ContentExtract/module/statistic/K-means.py

import urllib.request
from bs4 import BeautifulSoup
import re
import time
import requests
import jieba
import numpy as np
import Utils
import htmlDrawing as hd
from Utils import findAllIndex
import gzip
import io


def analysis(url):
    '''
    @summary: 分析网页，做正文、标题、时间的抽取，只针对正文内容占整个网页文本的大部分的网页
    @param:
        url: 要提取的网页
    @return: type:dict 正文、标题、时间的字典
    '''
    
    def delStopTags(soup,stopTags):
        '''
        @summary: 从网页DOM树中删除所有的停用标签
        @param:
            soup: 网页DOM树
            stopTags: 停用标签
        @return: 网页DOM树
        '''
        for item in stopTags:
            for tag in soup.find_all(item):
                tag.decompose()
        return soup
        
    
    def recursiveStatistic(soup):
        '''
        @summary: 递归统计标签的字数，停用词数，标点符号数
        @param:
            soup: 网页的DOM树
            stopTags: 停用标签
            stopWords_pattern: 停用词正则
            punctuationWords_pattern: 标点符号正则
            parent_code: 父节点编码
        @return: 经过信息统计的DOM树
        '''
        def getParent(child):
            if len(child.parent.find_all(recursive=False))>1:
                return child.parent
            else:
                return getParent(child.parent)
        childs = soup.find_all(recursive=False)
        if len(childs)==0:
            if (soup.name in ["a"] and "href" in soup.attrs) or soup.name in ["input"] or "onclick" in soup.attrs or soup.parent.name in ["a"] or soup.parent.parent.name in ["a"]:
                soup.Ncontent_leaf_count = 1
            else:
                soup.Ncontent_leaf_count = 0
            soup.leaf_count = 1
            soup.leaf_is = True
            text = soup.get_text()
            soup.words_set = set(jieba.cut(text))
            soup.tag_set = set([soup])
            #print(soup.name,soup.parent.name,soup.parent.get_text())
            return soup.leaf_count,soup.Ncontent_leaf_count,soup.words_set,soup.tag_set
        else:
            leaf_count = 0
            Ncontent_leaf_count = 0
            words_set = set()
            tag_set = set()
            for child in childs:
                result = recursiveStatistic(child)
                leaf_count += result[0]
                Ncontent_leaf_count += result[1]
                words_set = words_set | set(jieba.cut(child.get_text()))
                tag_set = tag_set | result[3]

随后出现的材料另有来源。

PR #365, opened 2018-12-02
Changed description of function

CoruNethron:
"a compound type of several arguments and one return" may be misunderstood as "one return statement", but in fact it means "one return value". Also, there might be no return value, i.e. [Any]->Void

### DIFF
--- a/HaxeManual/02-types.tex
+++ b/HaxeManual/02-types.tex
@@ -24,7 +24,7 @@ The Haxe type system knows seven type groups:
  \item[\emph{Class instance}:] an object of a given class or interface
  \item[\emph{Enum instance}:] a value of a Haxe enumeration
  \item[\emph{Structure}:] an anonymous structure, i.e. a collection of named fields
- \item[\emph{Function}:] a compound type of several arguments and one return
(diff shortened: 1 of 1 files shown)


Aurel300:
@simn Any thoughts on this? What about:

> a function which expects zero or more arguments of specific types that will return a value

I think it's fine to consider `Void` a value here so we don't complicate the short description.

player-03:
> This leads to the old "is Void a type" discussion.

Whether or not it's a _type_, I think we can all agree it's a _return type_. Which suggests a simple change:

> * **Function:** a compound type of several arguments and one return type

Or for consistency:

> * **Function:** a compound type of several argument types and one return type

Or if you're fine leaving out the reference to "compound type":

> * **Function:** a collection of argument types plus one return type

Or to make it clearer that we're talking about the function type and not a function definition:

> * **Function:** a function signature, consisting of a number of argument types plus a return type

...but that doesn't quite fit the rest of the page. The rest of the page draws less distinction between the type and the value stored in a variable of that type. Perhaps this would fit better:

> * **Function:** a Haxe function, with known argument types and return type

PR #368, opened 2018-12-03
Update 02-types.tex

paul59:
Grammatical changes and some clarification

### DIFF
--- a/HaxeManual/02-types.tex
+++ b/HaxeManual/02-types.tex
@@ -1,7 +1,7 @@
 \chapter{Types}
 \label{types}
 
-The Haxe Compiler employs a rich type system which helps detecting type-related errors in a program at compile-time. A type error is an invalid operation on a given type such as dividing by a String, trying to access a field of an Integer or calling a function with not enough (or too many) arguments.
+The Haxe Compiler employs a rich type system which helps to detect type-related errors in a program at compile-time. A type error occurs when an invalid operation is performed on a given type. For example, attempting to divide by a String, trying to access a field on an Integer or calling a function with the wrong number of arguments are all type errors.
 
 In some languages this additional safety comes at a price because programmers are forced to explicitly assign types to syntactic constructs:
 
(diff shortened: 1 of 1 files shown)


HaxeManual/02-types.tex
```diff
@@ -46,27 +46,27 @@ \section{Basic Types}
...
+Basic types are not \tref{classes}{types-class-instance} in Haxe, instead they are implemented as \tref{abstract types}{types-abstract} and are tied to the compiler's internal operator-handling as described in the following sections.
 
 \subsection{Numeric types}
 \label{types-numeric-types}
 
 \define[Type]{Float}{define-float}{Represents a double-precision IEEE 64-bit floating point number.}
 
 \define[Type]{Int}{define-int}{Represents an integral number.}
-While every \type{Int} can be used where a \type{Float} is expected (that is, \type{Int} \emph{is assignable to} or \emph{unifies with} \type{Float}), the reverse is not true: Assigning a \type{Float} to an \type{Int} might lose precision and is not allowed implicitly.
+While every \type{Int} can be used where a \type{Float} is expected (that is, \type{Int} \emph{is assignable to} or \emph{unifies with} \type{Float}), the reverse is not true: assigning a \type{Float} to an \type{Int} might cause loss of precision and is therefore not implicitly allowed.
```
Simn: implicitly allowed seems worse than allowed implictly here. But maybe I just can't English.

HaxeManual/02-types.tex
```diff
@@ -11,26 +11,26 @@ \chapter{Types}
...
 The Haxe type system knows seven type groups:
 
 \begin{description}
  \item[\emph{Class instance}:] an object of a given class or interface
- \item[\emph{Enum instance}:] a value of a Haxe enumeration
+ \item[\emph{Enum instance}:] a Haxe enumeration
  \item[\emph{Structure}:] an anonymous structure, i.e. a collection of named fields
- \item[\emph{Function}:] a compound type of several arguments and one return
- \item[\emph{Dynamic}:] a wildcard type which is compatible with any type
+ \item[\emph{Function}:] a compound type of several arguments and one return value
```
Simn: This isn't quite accurate still. See that other issue opened recently.

HaxeManual/02-types.tex
```diff
@@ -46,27 +46,27 @@ \section{Basic Types}
...
+For performance reasons, the Haxe Compiler does not enforce any overflow behavior. The burden of checking for numeric overflow falls to the target platform. Here are some platform specific notes on overflow behavior:
 
 \begin{description}
  \item[C++, Java, C\#, Neko, Flash:] 32-bit signed integers with usual overflow practices 
- \item[PHP, JS, Flash 8:] No native \emph{Int} type, loss of precision will occur if they reach their float limit (2\textsuperscript{52})
+ \item[PHP, JS, Flash 8:] No native \emph{Int} type, loss of precision will occur if a number reaches the float limit (2\textsuperscript{52})
 \end{description}
 
-Alternatively, the \emph{haxe.Int32} and \emph{haxe.Int64} classes can be used to ensure correct overflow behavior regardless of the platform at the cost of additional computations depending on the platform.
+If correct overflow behaviour is required, the \emph{haxe.Int32} and \emph{haxe.Int64} classes can be used although this comes at the cost of additional computations depending upon the platform.
```
Simn: We should AE instead of BE.

HaxeManual/02-types.tex
paul59: I don't think it matters; you could make the same argument about 'not therefore' versus 'therefore not'.

HaxeManual/02-types.tex
paul59: Oops. Try this:

"Alternatively, the Int32 and Int64 classes can be used to ensure correct overflow behavior although additional computations may be required on certain platforms."

I don't know whether 'all platforms' or 'certain platforms' is technically correct, I am new to Haxe!

Aurel300:
Added in bacf825.

PR #371, opened 2019-02-20
Correct small typo

haxiomic:
% ~have~ **has** lower precedence than * and / whereas in C these three have the same


haxiomic:
Closing as this is already addressed in #368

            soup.leaf_count = leaf_count
            soup.Ncontent_leaf_count = Ncontent_leaf_count
            soup.leaf_is = False
            soup.words_set = words_set
            soup.tag_set = tag_set
            return leaf_count,Ncontent_leaf_count,words_set,tag_set
    
    def getInputOfKmeans(soup):
        
        def getPatent(child):
            if child.parent.leaf_count>1:
                return child.parent
            else:
                return getPatent(child.parent)
        
        prob_content = 0.5
        prob_Ncontent = 1
        node_list = []
        feature_list = []
        
        for child in soup.find_all(recursive=True):
            if child.leaf_is:
                parent = getPatent(child)
                if child.Ncontent_leaf_count>0:
                    feature = prob_Ncontent*parent.Ncontent_leaf_count/parent.leaf_count
                else:
                    feature = prob_content*parent.Ncontent_leaf_count/parent.leaf_count
                node_list.append(child)
                feature_list.append(feature)
                
        contextFeature_list = []
        for i in range(len(node_list)):
            last_1 = i - 1
            next_1 = (i+1)%len(node_list)

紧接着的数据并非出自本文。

PR #376, opened 2019-03-06
Fix outdated reference to -D analyzer

Gama11:
Also removed a stray backtick that seemed to break the markdown on the page:

### DIFF
--- a/HaxeManual/08-compiler-features.tex
+++ b/HaxeManual/08-compiler-features.tex
@@ -725,12 +725,12 @@ class D { } // Type-level disable
 \paragraph{Modules}
 \label{cr-static-analyzer-modules}
 
-The static analyzer currently comes with the following modules. Unless noted otherwise they are enabled if \ic{-D analyzer} is used.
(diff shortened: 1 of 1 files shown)


markknol:
@simn since which version does it work like this? Maybe we mention this change somewhere too?

Gama11:
I think it's been that way since at least 3.3 / 3.4? So not sure if it's worth documenting the previous define for versions older than that at this point.

markknol:
According this blogpost: https://haxe.org/blog/haxe-3.4-release/
> In Haxe 3.4 the static analyzer has settled and runs by default, so the -D analyzer flag has been removed. To have extra optimizations the -D analyzer-optimize can be used. This builds a control flow graph and then the optimizer (if enabled) does some optimizations on that, like folding expressions, removing dead code, etc. This optimization flag is not enabled by default because of too many vars being eliminated for hxcpp, in Haxe 4.0 it will be enabled by default. 

If that is the case, then the copy is not completely correct and first line should be:

```latex
The static analyzer is enabled by default and currently comes with the following modules.  To have extra optimizations \ic{-D analyzer-optimize} can be used. 
```
@Simn

Aurel300:
Added in f5b02db.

            contextFeature_list.append([feature_list[last_1],feature_list[i],feature_list[next_1]])
        return node_list,feature_list

    def kmeans(Node_list,feature_list):
        
        def getText(child,words_len):
            if child.parent.leaf_count>1:
                return child.parent.words_set
                #return set(jieba.cut(child.parent.get_text()))
            else:
                return getText(child.parent,words_len)
        
        def getDistance(feature_list,init_hears,nearst_sum):
            
            distance = np.repeat(np.array(feature_list),2,axis=0)
            distance = np.reshape(distance,(-1,len(init_hears),len(init_hears[0])))

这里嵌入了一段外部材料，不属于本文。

Issue #324, opened 2018-02-12
Haxe 4 documentation


markknol:
We have to start making docs for when Haxe 4 is ready. This is a WIP of stuff the needs to be written/documented in the manual.

* [ ] ml plugin docs / example https://github.com/HaxeFoundation/haxe/blob/development/std/eval/vm/Context.hx#L36
* [ ] arrow function syntax
* [ ] function type syntax

PR #383, opened 2019-04-15
Haxe 4 changes

Aurel300:
Features and changes to document, based on the changelogs from the 4.0.0 previews and release candidates:

## Syntax

 - [x] arrow functions
 - [x] `final` keyword, including in anonymous structures
 - [x] `case var x` in `switch`
 - [x] new function type syntax
 - [x] `enum abstract` (replaces `@:enum`)
 - [x] `extern` keyword (replaces `@:extern`)
 - [x] metadata including dots
 - [x] `?` before field name (same as `@:optional`)
 - [x] `Type1 & Type2` for `typedefs` and replacing `(Type1, Type2)` type constraint
 - [x] `for (key => value in e)`
 - [x] `inline call()` and `inline new`
 - [x] reserved `operator` and `overload` keywords
 - [x] `[]` is also an empty map
 - [x] `get`, `set` in property access, `get_x` and `set_x` no longer supported
 - [ ] XML literals

## Stdlib

 - [x] `List` moved to `haxe.ds`
 - [ ] `implements Dynamic` on `extern`s only
 - [ ] `haxe.iterators`
 - [ ] `sys.thread`

## Compiler defines

 - [ ] `warn_var_shadowing`

## Target changes

 - `*.Syntax` classes to replace `untyped __{js,php,...}__`
 - JS
   - [ ] externs for `Map`, `Set`, `Date` ...
   - [ ] ES6 generation via `-D js-es=6`
   - [ ] some externs moved to `js.lib`
 - PHP
   - [ ] `--php-{prefix,front,lib}` changed to `-D php-*=`
   - [ ] minimum version supported is now PHP 7.0
 - Lua
   - [ ] `-D lua-vanilla`
 - macro
   - [ ] `eval` target ?
   - [ ] debugger
   - [ ] `@:persistent` (replacing `registerModuleReuseCall` and `onMacroContextReused`)

## External libraries

 - [ ] `hx3compat`
   - `haxe.remoting`
   - `haxe.web.Request`
   - `haxe.unit`
 - [ ] `record-macros`
 - jQuery and swfobject ?

## Compiler features

 - [x] loop unrolling
 - [ ] null safety

## Other changes

 - [x] `@:op(a.b)`
 - [ ] Unicode support
 - [ ] `@:using`
 - [ ] mention `display` + IDE integration, `vshaxe` ?
 - [ ] enum values without arguments as default function argument values
 - [ ] disallow macro-in-macro


Simn:
Great list!

I'm not sure if I like the workflow with this draft PR, but we can try it.

Aurel300:
I guess ideally there would be many separate PRs for this, but the activity here is low anyway. I made it a branch on this repo and not a fork in case other people contribute. Also I find it nicer to have the checklist in a draft PR rather than a separate issue.

Simn:
Yeah I'm mostly concerned about reviewing this.

HaxeManual/02-types.tex
```diff
@@ -940,6 +940,12 @@ \subsection{Enum abstracts}
 	\item Defining fields requires less syntax.
 \end{itemize}
 
+\since{4.0.0}
+
+Since Haxe 4, it is possible to declare enum abstracts without using the \expr{:enum} metadata, instead using the more natural syntax \expr{enum abstract}. Additionally, if the underlying type is \expr{String} or \expr{Int}, the values for the enum cases can be omitted and are deduced by the compiler. For \expr{Int} abstracts, the deduced values increment the last user-defined value, or start at zero if no value was declared yet:
```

            means = np.array(init_hears)
            the_distance = np.zeros_like(distance)
            for i in range(len(the_distance)):
                the_distance[i] = distance[i]-means
            return np.sum(np.abs(the_distance),axis=(2))/nearst_sum
        
            '''
            distance = np.array(feature_list).repeat(2)
            distance = np.reshape(distance,(-1,2))
            means = np.array(init_hears)
            return np.abs(distance-means)/nearst_sum
            '''
        init_hears = [[0.01],[0.2]]
        feature_list = np.array(feature_list)
        last_nearst = np.zeros((len(feature_list,)))
        last_nearst_sum = np.array([1,1])
        while(True):
            distance = getDistance(feature_list,init_hears,last_nearst_sum)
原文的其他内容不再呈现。